Molecular basis and engineering of miniature Cas12f with C-rich PAM specificity

CRISPR–Cas12f nucleases are currently one of the smallest genome editors, exhibiting advantages for efficient delivery via cargo-size-limited adeno-associated virus delivery vehicles. Most characterized Cas12f nucleases recognize similar T-rich protospacer adjacent motifs (PAMs) for DNA targeting, substantially restricting their targeting scope. Here we report the cryogenic electron microscopy structure and engineering of a miniature Clostridium novyi Cas12f1 nuclease (CnCas12f1, 497 amino acids) with rare C-rich PAM specificity.

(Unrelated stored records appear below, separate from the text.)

PR #543, opened 2023-01-23
`allow_nil_kid` option for the JWK KeyFinder

bellebaum:
When a JWT does not specify a `kid` explicitly in its header, its key may still have to be fetched from a JWKS.
This may happen e.g. when there is only one key in the JWKS and thus there is no need to specify an ID.

This PR adds a decoding option `:allow_nil_kid`, which, when used in conjunction with the `:jwks` option, prevents an error from being raised when the JWT does not specify the `kid`.
In this case, the first key in the provided JWKS is used as the decryption key.

To prevent application jwks-handlers from being overwhelmed by a sudden nil in the options hash, the functionality is disabled by default. (To be fair though, there are no type checks on `kid` and this is all before any verification has happened, so applications _should_ have implemented the necessary checks anyways. So there is an argument that one could just make this the default. :D)

### DIFF
--- a/lib/jwt/jwk/key_finder.rb
+++ b/lib/jwt/jwk/key_finder.rb
@@ -4,6 +4,7 @@ module JWT
   module JWK
     class KeyFinder
       def initialize(options)
+        @allow_nil_kid = options[:allow_nil_kid]
         jwks_or_loader = options[:jwks]
 
         @jwks_loader = if jwks_or_loader.respond_to?(:call)
@@ -14,7 +15,7 @@ module JWT
       end
 
       def key_for(kid)
-        raise ::JWT::DecodeError, 'No key id (kid) found from token headers' unless kid
+        raise ::JWT::DecodeError, 'No key id (kid) found from token headers' unless kid || @allow_nil_kid
 
         jwk = resolve_key(kid)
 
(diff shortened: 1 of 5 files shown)


anakinj:
Makes sense, gets a little hacky like this when we need to keep backwards compatibility. Would you still be kind to add a changelog entry into the `CHANGELOG.md` file?

bellebaum:
I went ahead and added a simple type check on the `kid` value in the keyfinder.

I think there are few applications which handle the case where `kid` is not a string but fail if it is `nil`. So making this the default _should_ not break applications that do not need fixing anyway. But there is of course the remote chance that someone may have taken a look at this gem's code, saw the `nil`-check and decided to take that for granted.

Personally, I think that if such people exist, they will also be able to fix their code easily and would be comfortable taking a chance here, but strictly speaking it is a backwards-incompatible change and you may also simplify this with the next major version.

Your choice :)

lib/jwt/jwk/key_finder.rb
```diff
@@ -14,7 +15,8 @@ def initialize(options)
       end
 
       def key_for(kid)
-        raise ::JWT::DecodeError, 'No key id (kid) found from token headers' unless kid
+        raise ::JWT::DecodeError, 'No key id (kid) found from token headers' unless kid || @allow_nil_kid
+        raise ::JWT::DecodeError, 'Invalid type for kid header parameter' unless kid.nil? || kid.is_a?(String)
```
anakinj, line 19: I think `unless kid.is_a?(String)` is enough. nil is also a "type"

anakinj, line 19: I think checking just if the kid is a String is enough, `nil.is_a?(String) == false`
```suggestion
        raise ::JWT::DecodeError, 'Invalid type for kid header parameter' unless kid.is_a?(String)
```

anakinj:
I think it's great. Just added very small suggestion:)

lib/jwt/jwk/key_finder.rb
bellebaum: For my Ruby version (3.0.5), I get the following:

```ruby
p nil.is_a(String)
```

```
-:1:in `<main>': undefined method `is_a' for nil:NilClass (NoMethodError)
```

Even then, the whole point of this PR is to make this series of checks evaluate to `true` for the `unless` clauses in the presence of `nil`, so errors are not automatically raised if the application can handle them :)

anakinj: `is_a?` should be pretty basic functionality since the early days.

bellebaum: Nvm, I have missed a `?` :sweat_smile:
Still, if it returns `false`, `unless` will not prevent the error from being raised.

anakinj: Youre right it needs to pass that line if it's nil. `unless` is so hard for the brain...

anakinj (approved):

anakinj:
Thank you for your contribution.

PR #544, opened 2023-01-24
Automatic JWK enrichment

bellebaum:
This PR will allow to derive most standardized common parameters from already specified parameters.
This is a follow-up to a few points which could not be addressed in #520, but were brought up by me in #518.

# Overview

Using all of its features, given an X.509 certificate, you can acquire a JWK like this:

```ruby
::JWT::JWK.new(certificate)
```

This will extract the public key, construct the JWK, and try to set the following parameters:

- `kid` as previously implemented
- `x5c` is a representation of the certificate
- `x5t` and `x5t#S256` are wide-spread certificate thumbprints
- `key_ops` and `use` state allowed key usages and are derived from the X.509 `keyUsage` extension, if present
- `alg` will be set to a sensible default depending on `use` and `kty`

Of course, any parameters specified in the above invocation will still take precedence.

There is even support for the `x5u` parameter, to fetch a remote certificate chain:

```ruby
x5u_fetcher = ->(uri) {
    # Fetch uri, return as Array of OpenSSL::X509::Certificate
}
::JWT::JWK.new(jwks_hash, nil, enrich_key: true, x5u_handler: x5u_fetcher)
```

# TODO

- [ ] Proper certificate validation
- [ ] Check if code from `x5c_key_finder` can be reused
- [ ] new README examples
- [ ] Update changelog

### DIFF
--- a/lib/jwt/jwk/key_base.rb
+++ b/lib/jwt/jwk/key_base.rb
@@ -19,6 +19,8 @@ module JWT
         # Make sure the key has a kid
         kid_generator = options[:kid_generator] || ::JWT.configuration.jwk.kid_generator
         self[:kid] ||= kid_generator.new(self).generate
+
+        enrich_key(options) if options[:enrich_key]
       end
 
       def kid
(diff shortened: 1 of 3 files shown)


anakinj:
I realize this is a WIP but I got very curious so will drop a few comments.

lib/jwt/jwk/key_base.rb
```diff
@@ -50,6 +52,83 @@ def <=>(other)
       private
 
       attr_reader :parameters
+
+      KEY_USAGES_SIG  = ['Digital Signature', 'Non Repudiation', 'Content Commitment', 'Key Cert Sign', 'CRL Sign'].freeze
```
anakinj, line 56: Im wondering about where this certificate specific stuff should live. Now the logic baked into each and every JWK object created. 

Most of these methods are just setting some values under certain keys? Could it just be a separate mechanism (method/extension) that would build the params passed into the key or add the params to an existing key?

anakinj:
@bellebaum are you planning continuing on this one at some point? I'm a bit in a summer cleaning mode and tempted to close this as stale :)

bellebaum:
No, unfortunately this is stale for the moment.
We were going to use this in an OAuth Server, but that one has not seen much development as of late, and it might take a bit until someone picks it up for the next research project. So by extension, I currently cannot work on this :/

anakinj:
No problem. I'll close this for now.

PR #478, opened 2024-03-22
Pin python docker images to SHA

VKTB:
## Description
This PR pins the Python docker images in the Dockerfiles to commit SHAs so that Dependabot can create PRs each time there is a change in the upstream base images that the Python image is set to use as new SHAs are generated on every upstream change. Unfortunately, Dependabot only updates the Python versions but not the OS versions and there is an open issue for this. This means that we will have to do the Alpine version updates manually for now. This PR also configures Dependabot to ignore Python major and minor versions so again we will have to do such Python upgrades manually when we are ready to do that.

## Testing Instructions
- [ ] Review code

### DIFF
--- a/.github/dependabot.yml
+++ b/.github/dependabot.yml
@@ -8,6 +8,9 @@ updates:
       interval: daily
       time: "08:00"
       timezone: "Europe/London"
+    ignore:
+      - dependency-name: "python"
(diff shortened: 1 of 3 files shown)


joshdimanteto:
This pr is now outdated. The implementation of pinning the python version in the docker images and updating the dependabot config has been done in these prs #569 and #586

Structural characterizations revealed detailed PAM recognition, asymmetric homodimer formation and single guide RNA (sgRNA) association mechanisms. sgRNA engineering transformed CRISPR–CnCas12f1, which initially was incapable of genome targeting in bacteria, into an effective genome editor in human cells. Our results facilitate further understanding of CRISPR–Cas12f1 working mechanism and expand the mini-CRISPR toolbox. Most miniature Cas12f nucleases have T-rich PAM specificity, restricting their targeting scopes. The cryo-EM structure of the Clostridium novyi Cas12f1 reveals the molecular basis for rare C-rich PAM recognition and enables optimization of sgRNA scaffold to improve CnCas12f1 activity.